====== TASK MATERIAL ======

PR #41, opened 2017-04-03
Minor improvements

kkovarik:
#### CHANGES
* DataTypeConverterTest updated float converter test to respect Locale separator, as it was failing on some developer environment setup
* Git-commit-id-plugin setup to ignore missing .git directory. If openhub project was checked out by using "Download as ZIP" feature of github, project build should not fail just because .git folder is missing


hanusto (approved):
Thx for contribution.

PR #44, opened 2017-04-04
OHFJIRA-64: Expose interface to provide information about logged user.

hanusto:
Admin console has to show detail about logged user. Now only full name of logged user is required.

======

▶ **TASK TO CARRY OUT**: What is wanted is the complete set of entries, returned verbatim.

▶ **TASK OUTPUT**:
PR #41, opened 2017-04-03
Minor improvements

kkovarik:
#### CHANGES
* DataTypeConverterTest updated float converter test to respect Locale separator, as it was failing on some developer environment setup
* Git-commit-id-plugin setup to ignore missing .git directory. If openhub project was checked out by using "Download as ZIP" feature of github, project build should not fail just because .git folder is missing


hanusto (approved):
Thx for contribution.

PR #44, opened 2017-04-04
OHFJIRA-64: Expose interface to provide information about logged user.

hanusto:
Admin console has to show detail about logged user. Now only full name of logged user is required.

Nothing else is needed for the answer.